If anyone can reinforce joists and footings and peel up floors, it's you, though. You probably take your talents for granted since you've had them all your life, but many of us can't do things like even when we try out hardest. (I speak from experience, having set fire to a house with a plumbing torch, and having put up walls that weren't square and drywall that was bumpy... My family begged me to stop helping. The fact that our toilet fell through our floor before I even noticed that there was a problem, says something...)

Wherever you go, your neighbours are going to be very happy and fortunate as you have one of the kindest hearts around. I'm glad that you're staying in Vancouver a little bit longer. Let me know if you'd like me to babysit a tank or two for you. I haven't killed any of Scholz's fish yet!



Aquaman said:


> Thanks guys.....Thanks for the comments ...appreciate that !!.I will miss ya all as well. I won't be totaly moved even come April. I plan on staying here as long as I can ( till my dissability runs out and leaves me with O income. ) hopefully till june..ish.! In the meantime I hope to rent a small room somewhere....save some money while I have the chance...then its up north to live with my sister for a while. In the meantime I will be going back and forth setting up tanks ( have to do some joist reinforcing and a few more footings...( peeling up the floors downstairs and add a few things..) ..Ya never know.When thats done I can go hog wild on the rest of the tanks but first I gotta get One set up for fish I hope to have here and there .
> I did write a long post last night giving all the reasons for doing this...lol... saved it instead of posting .as it was real long ....LOL BIG surprise
> You know you guys are great and I am not going to be to far away from here ...I mean some one has to stir the pot and jump the gun........keep the fishy people in line....
> 
> btw I will not be totaly fishless..I am going to take the 24 x 24 picture frame tank...Should be able to handle that


----------



## Morainy (Apr 21, 2010)

Franck, for the past 5 years I have been leading online writing workshops for teens around the province. Many families do not have access to high speed internet, even when they are students in an online school that would pay for their connections. It's just not available in some areas. Prince George is a big city, but there are many small communities and areas that don't have high speed internet. When I sat on the District Parent Advisory Council for Nechako Lakes (Vanderhoof, etc)we had to meet by conference call rather than online because some of the parents logged in from communities that only had dial-up.
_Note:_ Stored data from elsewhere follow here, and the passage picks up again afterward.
PR #811, opened 2017-09-11
emptvols -> volumes=yes

ashetty1:


cdrage:
LGTM

surajnarwade:
LGTM :)

script/test_in_openshift/lib.sh
```diff
@@ -192,7 +192,7 @@ function convert::kompose_up () {
     # Usage: convert::kompose_up <docker_compose_file>
     local compose_file=$1
     convert::print_msg "Running kompose up ..."
-    ./kompose up --provider=openshift --emptyvols -f $compose_file
+    ./kompose up --provider=openshift --volumes empty -f $compose_file
```
kadel: This is suspicious. 
Isn't correct value `emptyDir`? It looks like there is no validation for `--volumes` values.
ping @cdrage

kadel: created https://github.com/kubernetes/kompose/issues/814

ashetty1: @kadel looking into it. You are right. Also, the help text needs to change,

Even the vice principal of the online school had only dial-up from her home.

I thought that your comment was sensitive, not condescending. We who live in the Metro area often take everything for granted.



crazy72 said:


> Oops I can see that what I wrote might have looked condescending. Sorry if it did. I didn't mean it in a bad way. My inlaws have a house in Ontario, not even up North, and they don't have high speed because it's a rural area. Hence my question. I have been to PG and I fully realise that you guys have it there!


----------



## hp10BII (Apr 23, 2010)

Bill...sorry to hear you leaving. Our loss, PG's gain.
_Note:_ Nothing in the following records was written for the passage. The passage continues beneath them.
PR #813, opened 2017-09-12
Added feature for `placement` key in v3

surajnarwade:
it will map `engine.labels.operatingsystem` to `beta.kubernetes.io/os` and
`node.hostname` to `kubernetes.io/hostname` and all other constraints will not be supported.

### DIFF
--- a/pkg/loader/compose/v3.go
+++ b/pkg/loader/compose/v3.go
@@ -294,6 +294,20 @@ func dockerComposeToKomposeMapping(composeObject *types.Config) (kobject.Kompose
 			serviceConfig.Replicas = int(*composeServiceConfig.Deploy.Replicas)
 		}
 
+		// placement:
+		placement := make(map[string]string)
+		for _, j := range composeServiceConfig.Deploy.Placement.Constraints {
+			p := strings.Split(j, " == ")
+			if p[0] == "node.hostname" {
+				placement["kubernetes.io/hostname"] = p[1]
+			} else if p[0] == "engine.labels.operatingsystem" {
+				placement["beta.kubernetes.io/os"] = p[1]
+			} else {
+				log.Warn(p[0], " constraints in placement is not supported, only 'node.hostname' and 'engine.labels.operatingsystem' is only supported as a constraint ")
+			}
+		}
+		serviceConfig.Placement = placement
+
 		// TODO: Build is not yet supported, see:
 		// https://github.com/docker/cli/blob/master/cli/compose/types/types.go#L9
 		// We will have to *manually* add this / parse.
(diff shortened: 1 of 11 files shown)


cdrage:
@surajnarwade Code looks good, but can you add some integration / cmd tests? Then LGTM from me :+1:

surajnarwade:
@cdrage , tests added :)

cdrage:
One last thing, can you update `docs/conversion.md`? 

Otherwise, code LGTM. Once docs are updated let's merge.

surajnarwade:
@cdrage updated `docs/conversion.md`

pkg/loader/compose/v3.go
```diff
@@ -294,6 +294,20 @@ func dockerComposeToKomposeMapping(composeObject *types.Config) (kobject.Kompose
 			serviceConfig.Replicas = int(*composeServiceConfig.Deploy.Replicas)
 		}
 
+		// placement:
+		placement := make(map[string]string)
+		for _, j := range composeServiceConfig.Deploy.Placement.Constraints {
+			p := strings.Split(j, " == ")
```
cdrage: missed this, but it's a pain in the butt, but can you test for:
```
      placement:
        constraints: [node.role == manager]
```

as well, as per: https://docs.docker.com/compose/compose-file/#replicas

surajnarwade: @cdrage , added functional test for the same example and it's working

cdrage:
@surajnarwade Alright, code LGTM (thanks for adding another functional test).

Fix conflicts and then it should be good to go.

surajnarwade:
@cdrage fixed conflicts

pkg/loader/compose/v3.go
```diff
@@ -294,6 +294,20 @@ func dockerComposeToKomposeMapping(composeObject *types.Config) (kobject.Kompose
...
+			if p[0] == "node.hostname" {
+				placement["kubernetes.io/hostname"] = p[1]
+			} else if p[0] == "engine.labels.operatingsystem" {
+				placement["beta.kubernetes.io/os"] = p[1]
+			} else {
+				log.Warn(p[0], " constraints in placement is not supported")
```
cdrage: So just a second review, but maybe we should add that only `node.hostname` and `engine.labels.operatingsystem` is only supported as a constraint in the warning.

script/test/cmd/tests.sh
```diff
@@ -574,5 +597,7 @@ cmd="kompose convert --provider=openshift --stdout -j -f $KOMPOSE_ROOT/examples/
 sed -e "s;%VERSION%;$version;g" -e "s;%CMD%;$cmd;g"  $KOMPOSE_ROOT/script/test/fixtures/examples/output-gitlab-os.json > /tmp/output-os.json
 convert::expect_success_and_warning "kompose convert --provider=openshift --stdout -j -f $KOMPOSE_ROOT/examples/docker-gitlab.yaml" "/tmp/output-os.json"
 
+
+
```
cdrage: remove extra newlines

cdrage:
LGTM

Wish I had room to fish sit your cichlids or rehome your other fish.


----------



## Mferko (Jun 8, 2010)

sorry to hear your leaving Bill! hopefully i'll get a chance to see you again before you move, maybe i'll stop by one day with a couple papers


----------



## keitarosan (Apr 21, 2010)

hey Bill, that sucks man! that's a lot of tanks that you're shutting down. big tanks! well, maybe i can pick up the rest of the angels you have when you're ready or if you still have them. the angels i got from you are doing just fine and getting fat.


----------



## effox (Apr 21, 2010)

Good luck on the sale Bill.


----------



## Ursus sapien (Apr 21, 2010)

Hi Bill,

We've never met... but I've enjoyed your posts. _Everyone_ I meet says good things about you and your aquariums.

bon chance, Storm


----------



## JUICE (Jan 4, 2020)

sorry to hear this ol buddy ! and i do mean old !! lol

hope to see ya before u leave , maybe come pick up a few fish and watch the nucks ?


----------



## April (Apr 21, 2010)

wow..sorry to hear. come talk to me before you leave. i may have an idea for you. is it right in prince george your gonna live? 
hope all goes well..hopefully you will be able to come down for visits. or at least socialize on here.


----------



## katienaha (May 9, 2010)

he's not goin as far as PG  I wont say though, in case he's doin this on purpose.


----------



## Aquaman (Apr 21, 2010)

BubBleBee said:


> Never had the pleasure of doing business with you. Hoping that all goes smooth with the move and re-homing the fish. From what it looks and sounds like you will be one very missed individual on BCA and otherwise. Good Luck with everything.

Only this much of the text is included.